## [What needs to be done]
Filter out all lines without the word "value" from the data below, please, and copy the rest.

## [Entries supplied]
************

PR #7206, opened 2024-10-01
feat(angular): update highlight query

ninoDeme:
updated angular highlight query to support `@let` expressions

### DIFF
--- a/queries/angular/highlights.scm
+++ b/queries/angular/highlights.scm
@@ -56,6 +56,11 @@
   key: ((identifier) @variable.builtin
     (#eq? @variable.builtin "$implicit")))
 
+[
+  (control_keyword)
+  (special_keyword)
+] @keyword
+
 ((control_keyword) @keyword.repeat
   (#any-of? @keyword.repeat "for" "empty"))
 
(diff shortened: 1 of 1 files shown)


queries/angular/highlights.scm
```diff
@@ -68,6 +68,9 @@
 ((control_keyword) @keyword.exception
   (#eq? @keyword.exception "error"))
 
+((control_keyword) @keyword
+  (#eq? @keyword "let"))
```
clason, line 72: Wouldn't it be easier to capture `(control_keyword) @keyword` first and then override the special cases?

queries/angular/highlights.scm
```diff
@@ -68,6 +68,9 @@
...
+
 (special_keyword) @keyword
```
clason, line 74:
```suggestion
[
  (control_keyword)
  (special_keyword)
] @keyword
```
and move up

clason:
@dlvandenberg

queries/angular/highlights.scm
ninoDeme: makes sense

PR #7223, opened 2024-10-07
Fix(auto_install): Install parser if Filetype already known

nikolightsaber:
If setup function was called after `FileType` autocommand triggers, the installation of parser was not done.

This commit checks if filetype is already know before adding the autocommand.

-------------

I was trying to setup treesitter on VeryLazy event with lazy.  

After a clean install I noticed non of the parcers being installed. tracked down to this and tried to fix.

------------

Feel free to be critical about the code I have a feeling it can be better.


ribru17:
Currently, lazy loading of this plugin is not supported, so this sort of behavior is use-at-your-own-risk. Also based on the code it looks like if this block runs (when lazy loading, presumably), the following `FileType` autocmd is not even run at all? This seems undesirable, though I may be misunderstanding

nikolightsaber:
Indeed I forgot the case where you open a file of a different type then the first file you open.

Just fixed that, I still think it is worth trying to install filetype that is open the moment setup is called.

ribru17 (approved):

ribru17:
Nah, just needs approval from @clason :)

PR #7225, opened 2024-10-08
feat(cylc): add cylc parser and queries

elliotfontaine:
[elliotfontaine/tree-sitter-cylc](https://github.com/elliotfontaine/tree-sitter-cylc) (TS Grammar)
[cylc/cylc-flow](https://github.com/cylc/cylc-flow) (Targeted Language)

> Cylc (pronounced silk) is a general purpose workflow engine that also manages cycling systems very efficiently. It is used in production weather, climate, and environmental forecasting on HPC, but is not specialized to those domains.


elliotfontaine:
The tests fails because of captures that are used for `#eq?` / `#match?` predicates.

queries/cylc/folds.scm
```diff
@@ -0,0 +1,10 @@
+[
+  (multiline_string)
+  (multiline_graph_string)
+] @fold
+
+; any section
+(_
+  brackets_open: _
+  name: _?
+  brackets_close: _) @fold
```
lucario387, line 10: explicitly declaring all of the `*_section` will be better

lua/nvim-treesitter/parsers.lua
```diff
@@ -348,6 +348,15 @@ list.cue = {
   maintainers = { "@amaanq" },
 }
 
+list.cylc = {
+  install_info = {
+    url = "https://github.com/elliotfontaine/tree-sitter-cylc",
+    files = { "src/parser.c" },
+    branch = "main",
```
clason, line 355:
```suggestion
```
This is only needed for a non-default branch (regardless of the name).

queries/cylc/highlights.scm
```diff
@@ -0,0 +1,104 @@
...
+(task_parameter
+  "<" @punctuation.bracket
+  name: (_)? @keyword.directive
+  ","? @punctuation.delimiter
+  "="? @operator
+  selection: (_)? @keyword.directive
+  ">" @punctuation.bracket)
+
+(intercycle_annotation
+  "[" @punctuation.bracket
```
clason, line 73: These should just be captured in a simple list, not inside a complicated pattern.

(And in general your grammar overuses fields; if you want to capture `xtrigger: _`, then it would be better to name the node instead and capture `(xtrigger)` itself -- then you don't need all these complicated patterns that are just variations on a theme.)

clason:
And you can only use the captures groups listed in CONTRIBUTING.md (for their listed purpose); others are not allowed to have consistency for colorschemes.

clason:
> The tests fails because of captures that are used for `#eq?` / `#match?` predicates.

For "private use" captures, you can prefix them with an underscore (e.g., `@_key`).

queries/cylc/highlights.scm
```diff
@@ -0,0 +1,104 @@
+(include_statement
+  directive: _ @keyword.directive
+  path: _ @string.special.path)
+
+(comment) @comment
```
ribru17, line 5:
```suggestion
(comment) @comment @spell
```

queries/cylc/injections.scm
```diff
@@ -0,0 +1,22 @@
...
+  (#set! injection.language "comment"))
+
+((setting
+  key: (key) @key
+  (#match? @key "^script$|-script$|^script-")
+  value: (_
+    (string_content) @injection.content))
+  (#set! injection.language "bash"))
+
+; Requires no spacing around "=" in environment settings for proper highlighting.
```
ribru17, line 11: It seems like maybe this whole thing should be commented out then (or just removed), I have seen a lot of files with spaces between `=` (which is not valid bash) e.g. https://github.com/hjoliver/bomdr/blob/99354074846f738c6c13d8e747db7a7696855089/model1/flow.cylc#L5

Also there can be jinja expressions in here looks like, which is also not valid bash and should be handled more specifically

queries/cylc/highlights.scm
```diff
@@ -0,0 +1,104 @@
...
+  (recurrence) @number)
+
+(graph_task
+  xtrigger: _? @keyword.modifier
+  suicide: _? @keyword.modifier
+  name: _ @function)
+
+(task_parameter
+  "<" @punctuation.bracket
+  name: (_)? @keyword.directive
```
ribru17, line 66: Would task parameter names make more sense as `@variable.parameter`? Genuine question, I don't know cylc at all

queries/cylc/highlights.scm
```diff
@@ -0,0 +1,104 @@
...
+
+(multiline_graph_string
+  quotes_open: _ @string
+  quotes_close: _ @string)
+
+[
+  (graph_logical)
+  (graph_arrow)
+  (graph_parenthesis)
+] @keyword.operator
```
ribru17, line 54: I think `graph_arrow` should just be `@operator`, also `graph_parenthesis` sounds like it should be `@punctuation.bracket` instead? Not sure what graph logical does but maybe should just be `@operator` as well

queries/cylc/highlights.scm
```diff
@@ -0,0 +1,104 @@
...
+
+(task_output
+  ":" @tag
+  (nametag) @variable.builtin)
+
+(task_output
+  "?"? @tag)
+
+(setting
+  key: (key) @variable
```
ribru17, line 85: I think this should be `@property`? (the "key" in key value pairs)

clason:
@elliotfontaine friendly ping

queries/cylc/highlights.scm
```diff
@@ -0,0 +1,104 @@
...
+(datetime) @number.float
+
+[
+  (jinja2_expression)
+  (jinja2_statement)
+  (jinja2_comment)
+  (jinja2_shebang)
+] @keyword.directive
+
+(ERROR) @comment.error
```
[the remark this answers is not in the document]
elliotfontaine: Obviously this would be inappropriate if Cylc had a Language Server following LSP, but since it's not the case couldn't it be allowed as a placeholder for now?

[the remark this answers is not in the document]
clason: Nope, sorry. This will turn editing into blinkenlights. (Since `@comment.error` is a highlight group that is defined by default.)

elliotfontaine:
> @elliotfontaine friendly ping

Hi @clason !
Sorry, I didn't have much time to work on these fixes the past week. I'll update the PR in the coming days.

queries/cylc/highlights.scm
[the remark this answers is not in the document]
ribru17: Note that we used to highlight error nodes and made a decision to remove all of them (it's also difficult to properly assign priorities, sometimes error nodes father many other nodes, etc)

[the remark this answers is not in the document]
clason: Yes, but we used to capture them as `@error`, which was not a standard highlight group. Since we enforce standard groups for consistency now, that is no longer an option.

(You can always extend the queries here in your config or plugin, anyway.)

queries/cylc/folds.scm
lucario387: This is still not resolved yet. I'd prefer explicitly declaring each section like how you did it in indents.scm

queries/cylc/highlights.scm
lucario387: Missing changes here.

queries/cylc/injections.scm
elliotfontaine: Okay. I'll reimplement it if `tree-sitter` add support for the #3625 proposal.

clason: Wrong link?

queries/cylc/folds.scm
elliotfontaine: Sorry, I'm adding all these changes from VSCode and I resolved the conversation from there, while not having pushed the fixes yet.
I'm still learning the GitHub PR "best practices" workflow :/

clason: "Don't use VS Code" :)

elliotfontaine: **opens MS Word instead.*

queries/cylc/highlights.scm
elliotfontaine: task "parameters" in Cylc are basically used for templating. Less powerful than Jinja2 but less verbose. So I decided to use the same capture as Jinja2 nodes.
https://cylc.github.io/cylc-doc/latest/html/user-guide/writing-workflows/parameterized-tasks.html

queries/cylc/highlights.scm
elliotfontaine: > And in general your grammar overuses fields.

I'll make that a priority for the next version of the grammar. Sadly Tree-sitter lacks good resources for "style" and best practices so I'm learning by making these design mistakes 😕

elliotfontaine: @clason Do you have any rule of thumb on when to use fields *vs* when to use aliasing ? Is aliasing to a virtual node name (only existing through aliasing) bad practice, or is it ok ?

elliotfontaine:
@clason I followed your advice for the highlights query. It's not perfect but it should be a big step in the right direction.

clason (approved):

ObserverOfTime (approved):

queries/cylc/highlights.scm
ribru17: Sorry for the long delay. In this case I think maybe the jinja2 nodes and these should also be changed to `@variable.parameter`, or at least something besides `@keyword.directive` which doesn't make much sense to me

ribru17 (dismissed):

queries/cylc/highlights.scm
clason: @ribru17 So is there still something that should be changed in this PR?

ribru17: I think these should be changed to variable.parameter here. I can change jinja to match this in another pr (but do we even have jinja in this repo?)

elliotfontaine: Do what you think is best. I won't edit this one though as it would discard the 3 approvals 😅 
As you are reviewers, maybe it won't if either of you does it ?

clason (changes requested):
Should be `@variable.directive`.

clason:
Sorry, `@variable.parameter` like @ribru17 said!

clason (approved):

************

## [Answer to this task]
+  value: (_
ribru17, line 85: I think this should be `@property`? (the "key" in key value pairs)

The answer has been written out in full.